═══ DATASET ═══
Issue #17268, opened 2019-04-15
Regression in Formatter fallback methods for very small numbers


marcovtwout:
### What steps will reproduce the problem?
```Yii::$app->formatter->asCurrency(1E-10, 'EUR');```

### What is the expected result?
```€0.00```

### What do you get instead?
```EUR 1.0E```

### Additional info
The expected result was achieved before `asCurrencyStringFallback()` was added ( https://github.com/yiisoft/yii2/pull/16879)

Related similar issue: https://github.com/yiisoft/yii2/issues/16934

I applied the following quick workaround in my project:

    /**
     * Quick workaround when formatting very small numbers.
     * @see https://github.com/yiisoft/yii2/issues/16934#issuecomment-482078758
     *
     * @inheritdoc
     */
    public function asCurrency($value, $currency = null, $options = [], $textOptions = [])
    {
        if (abs($value) < 1E-9) {
            $value = 0.00;
        }
        
        return parent::asCurrency($value, $currency, $options, $textOptions);
    }

samdark:
Verified that the issue is there. Would you like to fix it with a pull request?

marcovtwout:
I just found this isolated issue, but perhaps this problem applies to the other formatters as well? Maybe the original author of the fallback @bizley can take a look?

samdark:
I took a look. It's, indeed, the fact that `normalizeNumericStringValue()` doesn't take "power" part into account.

samdark:
Here's a fix. @marcovtwout please check if it works for your cases.

marcovtwout:
@samdark Confirmed that this issue is solved with the referenced fix.

PR #17270, opened 2019-04-15
17268 fix formatter

samdark:
| Q             | A
| ------------- | ---
| Is bugfix?    | yes
| New feature?  | no
| Breaks BC?    | no
| Tests pass?   | yes
| Fixed issues  | #17268


GHopperMSK:
We can use `number_format` - it gets both a number and a string and returns a number. So, all we need is single line of code in Formatter class:


```
    public function asCurrency($value, $currency = null, $options = [], $textOptions = [])
    {

        $value = number_format($value, 10);
...
```

samdark:
@GHopperMSK the issue isn't in `asCurrency` only. It's decimals formatting overall.

samdark:
Also `number_format` can not deal with huge numbers.

GHopperMSK:
> Also `number_format` can not deal with huge numbers.

```
$ php -r "var_dump(number_format(1E-10, 100));"
string(102) "0.0000000001000000000000000036432197315497741579165547065599639608990401029586791992187500000000000000"
```

samdark:
It cannot deal with input such as `87,654,321,098,765,440.0000000000`.

GHopperMSK:
> It cannot deal with input such as `87,654,321,098,765,440.0000000000`.

I can't deal with such a number too )

samdark:
Well, current implementation can and there are tests for it.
═══
§ WORK ITEM: Pull every line containing "that" out of the records.

§ ANSWER TO THIS EXERCISE:
Verified that the issue is there. Would you like to fix it with a pull request?
I took a look. It's, indeed, the fact that `normalizeNumericStringValue()` doesn't take "power" part into account.
@samdark Confirmed that this issue is solved with the referenced fix.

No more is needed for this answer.